PR #1266, opened 2017-10-11
Buffer large GPX downloads in file, 3rd PR

following5:
[fix for #1006]

I have disabled the session blocking here and limited the number of caches to 10000.  I think this is a reasonable limit, which 
* does not allocate too much disk space (~ 150 MB for 10000 caches)
* has some headroom e.g. for the OC GPX extension, which somewhat increases GPX size
* allows to enable Zipping without making the overall GPX generation too slow.

If this works, we could go on for futher fine tuning, optimizations, try to enable zipping, add user interface to split larger downloads in several 10000-blocks, and so on.


following5:
needs further discussion

PR #3388, opened 2018-12-03
Add signup question

johnjeng:
# Description
Add a simple one line question to sign up to help us understand what a user wants when they sign up.

# Testing Steps
1. Create a new account with some data in the field
1. Inside the hosting project, use `psql smc` and the query `select account_id, tracking_info from accounts;`
1. See the data there.
1. Create an account without the field filled out
1. It should still work.

screen shot 2018-12-03 at 6 54 38 pm
# Relevant Issues

Front end:


haraldschilly:
I've two thoughts:

* the dialog: I would be a bit confused about that first question. Maybe it looks better if there is a bit of a space between the question and the first name box? Instinctively, I imagine myself looking at that box for the first time, and I would enter my name as the answer.
* the entry in the database. I would make this a bit more general, such that it can be used for more than just tracking. maybe two levels? e.g. ` '{info : {  tracking   : { sign_up_usage_intent : .... }}}'`. looks like overengineering, but I think you understand my point

williamstein:
@johnjeng -- I have to agree with @haraldschilly , that it's critical not to confuse new users with this.  Just move the question to the end, and nobody is going to accidentally put their name their.    Put "(optional)" in the label too.

williamstein:
> the entry in the database. I would make this a bit more general, such that it can be used for more than just tracking. maybe two levels? e.g. '{info : { tracking : { sign_up_usage_intent : .... }}}'. looks like overengineering, but I think you understand my point

I *disagree*.  Making a field called "info" is not useful, since every single field is **info**rmation.  I would go the opposite direction and just have a string field called "sign_up_intent" and that's it.   I'm not nearly as good at writing complicated SQL queries as you are @haraldschilly, which is why I would change this to be way simpler, not more complicated.   Also, it's way, way more consistent with how things are already to be simple.  E.g., right now we have a field called `created` with the time when the account was created.  Having sign_up_intent be a top level field is consistent with that.  Having it nested multiple layers deep is not - if we really need such a complicated structure, make a whole new table.

johnjeng:
>Instinctively, I imagine myself looking at that box for the first time, and I would enter my name as the answer.

Really? Is it possible for you to imagine that? What you're saying is that on every sign up form, you type your name into the first box regardless of any text. I have a lot of mental short cuts but I have a hard time believing this.

My argument for putting it first is that they're more likely to write something here.

I'll put "(optional)" though.

williamstein:
You are adding friction for the purpose of feedback.  There was a big
discussion on HN yesterday about adding friction for feedback being a
general trend...

johnjeng:
On the database end, I agree with William. `info` is too generic. Everything on there is info. I guess we might want tracking info to be semantically something else entirely (timeseries data for example). 

I'll pull `sign_up_usage_intent` to the top and put "(optional)".

johnjeng:
Yeah, I agree, I am adding friction for the purpose of feedback. I think with a one line box, the balance is good here. Was [this](https://news.ycombinator.com/item?id=18597960) the discussion you're talking about?

williamstein:
OK, I'm fine with keeping the question for for now.  If we receive any complaints from users I'll switch to the bottom though.  Often changes like this result in angry emails from users, so we'll see.  OK?

johnjeng:
Updated
screen shot 2018-12-06 at 5 21 41 pm

williamstein:
I plan to merge this as it is now.  Due to the DB change, I want to wait until the evening (PST time) or possibly Friday, since it will be slightly disruptive rolling this out.

Issue #3389, opened 2018-12-03
can't scroll terminal


haraldschilly:
there is a vertical scrollbar next to each terminal. I can't use it, because there is somehow another div in front of it (it's the one which displays the terminal content, because when I try to scroll, it selects the text).

Below is a screenshot, where I changed the selected `div`'s z-index to 1 and background to transparent. with these changes I can use the scrollbar again, while I can still mouse-wheel scroll and select terminal text. I don't know if these changes actually make sense, though, or if there is a better solution. That's just what did work for me by editing the DOM directly.

![screenshot from 2018-12-03 13-59-18](https://user-images.githubusercontent.com/207405/49375211-f8724100-f703-11e8-83c5-7c94709a0da8.png)

my browser is chrome 71

williamstein:
I see the same thing in Chrome 70 on ChromeOS Stable.  This was likely caused by switching to the DOM renderer (from canvas).  It's an upstream issue, but I'm fine with us trying to fix it somehow.

PR #3392, opened 2018-12-04
webapp/terminal: fixing hidden scrollbar

haraldschilly:
# Description
This brings the div with the scrollbar in front of the other one: #3389

There is also some artifact left from exposing the render type … but it's no good to have that context menu even in dom mode.

# Testing Steps
I tested this with a bright (black on white) and a dark theme, in chrome and firefox, and also when I've both opened at the same time. Didn't notice any Problems.

# Relevant Issues
 #3389

Front end:

### DIFF
--- a/src/smc-webapp/frame-editors/terminal-editor/connected-terminal.ts
+++ b/src/smc-webapp/frame-editors/terminal-editor/connected-terminal.ts
@@ -118,8 +118,12 @@ export class Terminal {
     this.set_connection_status("disconnected");
   }
 
+  static get rendererType() {
+    return "dom";
+  }
+
   private get_xtermjs_options(): any {
-    const rendererType = "dom";
+    const rendererType = Terminal.rendererType;
     const settings = this.account.get("terminal");
     if (settings == null) {
       // not fully loaded yet.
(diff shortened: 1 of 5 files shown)


src/smc-webapp/frame-editors/terminal-editor/connected-terminal.ts
```diff
@@ -118,8 +118,12 @@ export class Terminal {
     this.set_connection_status("disconnected");
   }
 
+  static get rendererType() {
+    return "dom";
+  }
+
   private get_xtermjs_options(): any {
-    const rendererType = "dom";
+    const rendererType = Terminal.rendererType;
```
williamstein: Why did you change this to a computed getter?   I can't see any gain, except to make things more complicated and harder to understand.  Also, the code is now inconsistent in style to the code for `const fontFamily = "monospace";` directly below.   

The only other renderer is canvas, and it is unusably slow to create new Terminals, so we will likely never use it.

williamstein: Can you address whether this fix should really be upstream (in your opinion)?

haraldschilly: well, I just wanted this to be read-only attribute... there is no `const this.attr = ...`

williamstein:
Please read about readonly and private here then change this code...

https://www.typescriptlang.org/docs/handbook/classes.html

haraldschilly:
I changed it to a readonly attribute.

PR #3393, opened 2018-12-04
testing: kucalc hub mode

haraldschilly:
- the main change here is to have a `--test` flag for hubs, which just means they exit with `0` when they were able to register without an error at the database. this is the only part that actually needs review.
- artificial `err = ...` error, introduced in hub_register leads to failed build, e.g. https://travis-ci.org/sagemathinc/cocalc/jobs/463348367#L1887
- there are two non-trivial changes with those python support scripts: instead of just `os.system` and always exiting with `0`, there are now `if os.WEXITSTATUS(os.system(s)):` checks.
- and well, beyond what's being run here, I think it would also fit to start a project. I don't know how, though. Would it make more sense to mimic how the docker-version of cocalc is being run?

## testing

the (obvious) main aspect to test is if starting the hub like usual works exactly like before. it worked fine in my project.


haraldschilly:
I did build this in namespace "test" and after 15 minutes all hubs work fine. Hence I'm merging this.

PR #3431, opened 2018-12-23
update prettier to be in sync with system-wide version

haraldschilly:
# Description
Compare with

```
$ /usr/bin/prettier --version
1.15.3
```

... and the entry in the global package.json is because as some dependency, a version 1.11 would be installed. this makes sure all of them are the same.

# Testing Steps
1. I tested formatting an Rmd file and a cell in a python3 jupyter notebook.

# Relevant Issues

Front end:

### DIFF
--- a/src/package.json
+++ b/src/package.json
@@ -46,6 +46,7 @@
     "node-cjsx": "^1.0.0",
     "node-glob": "^1.2.0",
     "node-sass": "^4.8.2",
+    "prettier": "^1.15.3",
     "pug": "^2.0.1",
     "pug-loader": "^2.3.0",
     "react-test-renderer": "^16.5.2",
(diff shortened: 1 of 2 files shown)


johnjeng:
Does this make any difference anywhere except when someone is editing outside CoCalc? ie. VScode.

haraldschilly:
well, I don't remember exactly, and it's related to the software updates (the global ones). I think the main problem is cc-in-cc development. Imagine there is a subtle difference between the global version (which runs for everyone) and the (in this case here) outdated older version in the dev environment. For example, a command-line switch or support for more languages. When you want to test this in your dev project (cc-in-cc), you are using a different executable:

```
~$ which prettier
/home/user/smc/src/node_modules/.bin/prettier
```

testing works, but deploying in prod might fail.

PR #3437, opened 2019-01-08
desktop notifications POC

tscholl2:
# Description
I have started using webpages in full screen because I have a small laptop. I would like to know wheb people chat at me, even if I'm not currently looking at CoCalc (which happens sometimes). Desktop notifications seem like they would solve this.

# Testing Steps
1. Open a project with account A
1. Open the same project with a different account B
1. Account B does something to increase the notification count for account A (work on a shared file)
1. Account A should get a desktop notification

# Relevant Issues
Some people find desktop notifications extremely intrusive. This code aims to be polite, but I'm pretty sure it could still lead to a blow-up with lots of notifications. There is a lot of ways you could lessen the amount of notifications: show up to 1 per minute, show one per project, show one per person, etc. I can probably edit the PR if the official CoCalc team (a) actually wants or cares abut this feature, and (b) has a preferred plan to limit notifications.

Front end:


haraldschilly:
Hmm, by just looking at the code, I like the overall idea, but I would request at least two improvements

1. disabled by default (i.e. no question the first time). this is rather easy to do, with a toggle switch in the account settings. I could make a commit and push this here for you, and then what's left is to figure out how to use that value.
2. Just "new file activity" is a bit boring. I would expect the filename, at least :-)
3. Stretch goal would be throttling. My first thought is to add file names to a global queue and call the notification function, which only triggers once a minute tops. It then empties the queue of file names.

tscholl2:
Great! I will continue with this then. I will definitely need some help, especially with wiring up an account setting.

But first, in order to do anything fancier, I think will require a bigger change because the `NavigationBell`  component does not look like it has any extra information to display. Is there a way to add a "listener" for when this information changes in the store? Just browsing, it looks like maybe there is somewhere in the [`FileUseStore`](https://github.com/sagemathinc/cocalc/blob/e529cce3310b12042816f56eff80f41396fb801f/src/smc-webapp/file_use.cjsx#L137) that I can add a listener. This way the notifications won't be tied to a specific react component. It feels better to have the notifications fired closer to the source, but it's much less obvious how to do that.

The actual `new_desktop_notification` function is essentially a utility function. Should it could be moved to some file with `misc` in the name.

Also, I realized when CoCalc is in its "suspended" mode (which happens if it's not an active tab for a while?), does anything still run? Or will notifications also be muted?

williamstein:
> Also, I realized when CoCalc is in its "suspended" mode (which happens if it's not an active tab for a while?), does anything still run? Or will notifications also be muted?

Good point -- Notifications would be muted.  That makes this approach potentially limited.

haraldschilly:
@tscholl2 I did push a change that introduces a setting. when enabled, it immediately asks the user about it, because that way it is clear which action causes which result. there is also an alert in case it is disabled. what I mean by "left of URL bar" is this (knowing about this dropdown was useful while testing this, too!)

screenshot from 2019-01-09 14-14-38

tscholl2:
The latest change adds throttling. However, it's not quite as intuitive as I first imagined, but it seems to solve my use case.

As far as I can tell, "notification count" is done by file. So multiple chats in the same file do not re-trigger the notifications. Putting this logic in the `NotificationBell` component still feels off. But I'm not sure how to add a listener to the store. I was trying to figure out if I could put this stuff [here](https://github.com/sagemathinc/cocalc/blob/master/src/smc-webapp/file_use.cjsx#L253), but I wasn't certain.

Also, I changed it to get the actual notifications from the store. This should allow displaying more detailed information such as filenames, chat message previews, etc. But when I was introspecting the `file_use` objects returned by [this function](https://github.com/sagemathinc/cocalc/blob/master/src/smc-webapp/file_use.cjsx#L300) I didn't understand how to use them properly to look up the extra details.

williamstein:
> As far as I can tell, "notification count" is done by file.   So multiple chats in the same file do not re-trigger the notifications.  

True.

> [...]  I didn't understand how to use them properly

Note that I've completely rewritten sync in a different branch (syncts) in typescript, etc....

williamstein:
> src/smc-util/db-schema.coffee

Is now javascript...

tscholl2:
I will try to update this branch.

johnjeng:
This code is surprisingly short. I'll look at it next week.

Issue #3438, opened 2019-01-09
webapp/tex editor: e[Symbol.iterator] is not a function


haraldschilly:
This happens only for `.tex` files:

chrome: `Mozilla/5.0 (Macintosh; Intel Mac OS X 10_14_2) AppleWebKit/537.36 (KHTML, like Gecko) Chrome/71.0.3578.98 Safari/537.36`

smc_git_rev: a1abbd8bcbc2ad60ea0d3b75e8cbf70006969512

Date: 2019-01-08 12:44:12.099518

`e[Symbol.iterator] is not a function`

```
TypeError: e[Symbol.iterator] is not a function
    at https://cocalc.com/static/smc-c15451d38526f55c6480.cacheme.js?c15451d38526f55c6480:5:98344
    at r (https://cocalc.com/static/smc-c15451d38526f55c6480.cacheme.js?c15451d38526f55c6480:5:98504)
    at Array.<anonymous> (https://cocalc.com/static/smc-c15451d38526f55c6480.cacheme.js?c15451d38526f55c6480:5:108263)
    at https://cocalc.com/static/1-c15451d38526f55c6480.cacheme.js?c15451d38526f55c6480:6:2012892
    at https://cocalc.com/static/1-c15451d38526f55c6480.cacheme.js?c15451d38526f55c6480:6:4580334
    at mo.iterN (https://cocalc.com/static/1-c15451d38526f55c6480.cacheme.js?c15451d38526f55c6480:6:186922)
    at Mo.iterN (https://cocalc.com/static/1-c15451d38526f55c6480.cacheme.js?c15451d38526f55c6480:6:188460)
    at Mo.iter (https://cocalc.com/static/1-c15451d38526f55c6480.cacheme.js?c15451d38526f55c6480:6:194330)
    at Ca.eachLine (https://cocalc.com/static/1-c15451d38526f55c6480.cacheme.js?c15451d38526f55c6480:6:264548)
    at i (https://cocalc.com/static/1-c15451d38526f55c6480.cacheme.js?c15451d38526f55c6480:6:4580242)
```

---

tracking down top frame:

the first part is webapp client (and ok), the second part right after it is not.  hmm. I found `arr[Symbol.iterator]()` in a `try{for ...` block in `smc-webapp/node_modules/@babel/helpers/lib/helpers.js`. Not quite 100% this code, though, but it's close.

[...]

PR #3439, opened 2019-01-09
webapp: update react-sortable-hoc due to #3438

haraldschilly:
# Description
This is motivated by https://github.com/sagemathinc/cocalc/issues/3438 ← which happens quite frequently.
After updating it, I noticed that `smc-webapp/node_modules/react-sortable-hoc/dist/` already contains compiled files, which suggests to me that this incompatibility could be taken care of.

Maybe what I did update is nice, but doesn't solve the issue.

# Testing Steps
1. I don't really know what to test ... it must be related to `.tex` files (according to the stacktraces), but the code doesn't suggest so (it's for draggable navigation and tasks). Hmm. Dragging editor tabs, projects and tasks around works for me, though.
2. just compiling it in my cc-in-cc project and opening a `.tex` file works

# Relevant Issues
https://github.com/sagemathinc/cocalc/issues/3438

Front end:

### DIFF
--- a/src/smc-webapp/package.json
+++ b/src/smc-webapp/package.json
@@ -88,7 +88,7 @@
     "react-json-inspector": "^7.0.1",
     "react-redux": "^5.0.7",
     "react-select": "^1.3.0",
-    "react-sortable-hoc": "^0.6.8",
+    "react-sortable-hoc": "^1.3.1",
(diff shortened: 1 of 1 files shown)


williamstein:
@johnjeng  review this!

PR #3523, opened 2019-01-30
Track various user interactions via Google Analytics

johnjeng:
# Description
Add more Google analytics events so that the events view becomes more useful.

screen shot 2019-01-30 at 1 59 22 pm

- [x] Clicking on any top nav button (including a project tab)
- [x] Creating a project from projects page
- [x] Opening a project from the projects page
- [x] Clicking on any navigation tabs inside a project
- [x] Creating a file or folder from the big button in projects listing
- [x] Creating a file or folder from the Create button next to file listing search
- [x] Opening or closing side chat

# Testing Steps
1. Not sure. Is there a way to get a dev Google analytics in a test env?

# Relevant Issues

Front end:

### DIFF
--- a/src/smc-webapp/app_shared.cjsx
+++ b/src/smc-webapp/app_shared.cjsx
@@ -33,6 +33,7 @@ misc = require('smc-util/misc')
 {FileUsePage} = require('./file_use')
 {AdminPage} = require('./admin')
 {show_announce_end} = require('./redux_account')
+{analytics_event} = require('./tracker')
 
 ACTIVE_BG_COLOR = COLORS.TOP_BAR.ACTIVE
 feature = require('./feature')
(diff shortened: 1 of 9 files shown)


haraldschilly:
Hmm, I'm curious about the data, but I would rather record this in our own DB and avoid an external service. I'm aware that we can't do all these visualizations out of the box, but we would have the potential of more insight and "depth". I'm also much happier to not siphon out more data, and well, I would even change how we record these events right now.

williamstein:
@haraldschilly your comment is a little vague to me.    

I'm tempted to merge this PR as is (assuming it works), and collect data for a week or two and let @johnjeng (and others) stare at the results.  If he can use the data to do (or even suggest) something useful to improve cocalc, then it is working.  If he can't, we disable collection and do something else.   

To me the main criteria for whether we should collect data is:  will it result in improvements to cocalc or not?   

It seems like your criteria is different...?

johnjeng:
>we would have the potential of more insight and "depth".

Google analytics lets you query the underlying data so it doesn't seem any different regarding "depth".

Issue #3549, opened 2019-02-06
project log: cursor keys scrolling breaks easily


haraldschilly:
**updated bug description:**

up/down keys should scroll the log entries, but clicking once on the log page or clicking on the previous/next page buttons unfocuses and those keys just move the page. This means the listener to keystrokes should listen on the whole log page. Additionally -- stretch goal -- make page up/down keys flip through the log pages.

![screenshot from 2019-02-06 23-37-59](https://user-images.githubusercontent.com/207405/52378567-5145b900-2a68-11e9-952b-aec196cfc4a5.png)

williamstein:
It's a cursor.   Try hitting the up and down arrow keys on your keyboard and you'll understand. You can select any log entry with your keyboard, then hit return to open the corresponding file.

Our file listing page has a very similar behavior with the cursor, except that it looks visually **completely different** and works slightly differently...  That's inconsistent.

In any case, for the log, should we add a little it of grey text somewhere, like "Use cursor keys to select a log entry. If it is opening a file, you can hit return and open that same file."   ?

haraldschilly:
Ahh! That's what I thought, but I tried the cursor keys, but they didn't work. I even speculated if it scrolls via j/k (vim style).

The bug is this: clicking once on the page (e.g. in my case, I can replicate it by clicking on the area on the right hand side of the listing, maybe row 10 or so) the focus is lost and key commands are ignored.

Or even more striking: clicking once on "next page/previous page" removes the focus and keystrokes are ignored as well.

williamstein:
I'm closing this, since those buttons are gone, and I think the behavior isn't that confusing...

PR #3551, opened 2019-02-07
webapp/project log: focus search box when clicks bubble up -- 

haraldschilly:
# Description
This makes sure the search box is focused, such that arrow keys and so on do work.

# Testing Steps
0. open log with more than one page of entries
1. click somewhere, and type in
2. similarly, up/down keys still work
3. clicking on a link opens the file as usual
4. also works after clicking on "next page"

# Relevant Issues
#3549

Front end:

### DIFF
--- a/src/smc-util/client.coffee
+++ b/src/smc-util/client.coffee
@@ -282,11 +282,14 @@ class exports.Connection extends EventEmitter
                 @emit("data", channel, data)
         @_connected = false
 
-        # start pinging -- not used/needed for primus, but *is* needed for getting information about server_time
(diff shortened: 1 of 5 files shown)


williamstein:
Unfortunately, this PR introduces exactly the sort of bug you reported for a long time:  https://github.com/sagemathinc/cocalc/issues/3069

With this PR merged, if you click anywhere in the log, the page jumps.  The correct fix is to change the code so that the box doesn't have to be focused, but up/down/enter are still captured, by installing (and then removing) a global key handler.

williamstein:
Well I've decided to merge this -- it's better than nothing and can be improved later.

PR #3553, opened 2019-02-07
More analytics tracking

johnjeng:
# Description
Tracking Changes:
- signed_in now semantically matches the user choosing to sign in instead of reconnecting to Cocalc
- Change `topNav` category to `top_nav`, matching formatting in other categories
- Change `project_file` category to `project_file_listing` to be more descriptive

Add tracking to the following actions

## Projects Listing Page
- Filter projects by hashtag 
- Filter projects by Hidden
- Filter projects by Deleted

### File listing
- Download
- Delete
- Rename
- Duplicate
- Move
- Copy
- Share
- Library
- Using the mini-terminal
- Using the in-search-terminal

### Project Settings Page
- Add Collaborator
- Hide the project
- Delete the project
- Add an SSH Key to the project
- Reset the project
- Stop the project
- Change the project image

## Opened File
- Opening the Assistant
- Sending side chat messages
- Toggling video chat

# Testing Steps
1. Test that each of the actions above haven't been broken

# Relevant Issues

Front end:


src/smc-webapp/project_settings.cjsx
```diff
@@ -434,9 +435,18 @@ HideDeletePanel = rclass
     toggle_delete_project: ->
         @actions('projects').toggle_delete_project(@props.project.get('project_id'))
```
williamstein: Please move all the analytics events that are here to actions.  If you put them here, it's a bunch of extra code that has nothing to do with the component **in the component**, which will make eventual unit testing we need to do on components more complicated.  Also, and more importantly, there could be *many* different ways that the toggle_delete_project action (say) gets called.  They should all generate an analytics event, and would if this code were in the project actions class.   Optimally, there would be only one line added to each action (not 4 lines of code), and the actual explicit calls to analytics_event would all be in a new typescript file (thus much more cleanly separating the code).

williamstein: Actually, maybe I'm wrong.  We would lose some information about what is happening with what I'm suggesting, and it's easy enough to mock analytics_event to be a no-op for the purposes of unit testing.  So never mind.

PR #3555, opened 2019-02-08
project/jupyter: set environment only for sage kernels

haraldschilly:
# Description
Only set the environment of a kernel, if it is a sage kernel. (starting with `sage...`).

The result of this is, that a kernel config file for a python kernel containing

```
{
 [...]
  "env": {    "CUSTOM_VAR": "123"  }
}
```

will end up as 

screenshot from 2019-02-08 21-52-06

# Testing Steps
There isn't much to test, since it doesn't change anything for sage kernels and fixes all other cases.

# Relevant Issues

Front end:

### DIFF
--- a/src/smc-project/jupyter/jupyter.ts
+++ b/src/smc-project/jupyter/jupyter.ts
@@ -237,13 +237,16 @@ export class JupyterKernel extends EventEmitter
     dbg("spawning kernel...");
 
     const opts: any = { detached: true, stdio: "ignore" };
-    if (this.name.indexOf("sage")) {
-      // special environment for sage-based kernels
+
+    if (this.name.indexOf("sage") == 0) {
+      dbg("setting special environment for sage.* kernels");
       opts.env = SAGE_JUPYTER_ENV;
     }
+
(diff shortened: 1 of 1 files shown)


src/smc-project/jupyter/jupyter.ts
```diff
@@ -237,13 +237,16 @@ export class JupyterKernel extends EventEmitter
     dbg("spawning kernel...");
 
     const opts: any = { detached: true, stdio: "ignore" };
-    if (this.name.indexOf("sage")) {
-      // special environment for sage-based kernels
+
+    if (this.name.indexOf("sage") == 0) {
```
williamstein: Before I merge this, is this needed?  It seems like this was set before **if and only if** it was NOT a sage kernel, so it was never being set in the case of any sage kernel.... hence it can't be needed, and a better fix is to delete the code?

haraldschilly: now I understand, well, I think it's good to set the variable for R. the one for python is already set, and well, I'll refine the patch after a few tests.

PR #162, opened 2018-08-01
(MODULES-7534) Use case insensitive search when purging

glennsarti:
Previously when the `purge_values` parameter was set to true, it would fail on
registry values which contained an uppercase name, and already exsts.  This was
due to the array comparison using `.downcase` for the is_value elements, but
not doing the same for the should_values elements.

This commit changes the should_values elements to always be downcased thereby
making the later comparison valid.  This commit also updates the tests, which
would now fail if the fix was not applied.


Iristyle:
LGTM. I did a quick scan for other places where we might have missed a `downcase`, but didn't see any.

PR #173, opened 2019-01-18
(MODULES-5625) Fail on empty strings in REG_MULTI_SZ

glennsarti:
Previously it possible to pass in empty strings into REG_MULTI_SZ
registry types, however according to the Microsoft documentation [1]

==========

> EXERCISE REQUIREMENTS
Look back at the entries above. Retype the line with "(diff shortened: 1 of 9 files shown)", the line with "vague to me.", and all lines in between.

> RESULT OF THIS EXERCISE
(diff shortened: 1 of 9 files shown)


haraldschilly:
Hmm, I'm curious about the data, but I would rather record this in our own DB and avoid an external service. I'm aware that we can't do all these visualizations out of the box, but we would have the potential of more insight and "depth". I'm also much happier to not siphon out more data, and well, I would even change how we record these events right now.

williamstein:
@haraldschilly your comment is a little vague to me.    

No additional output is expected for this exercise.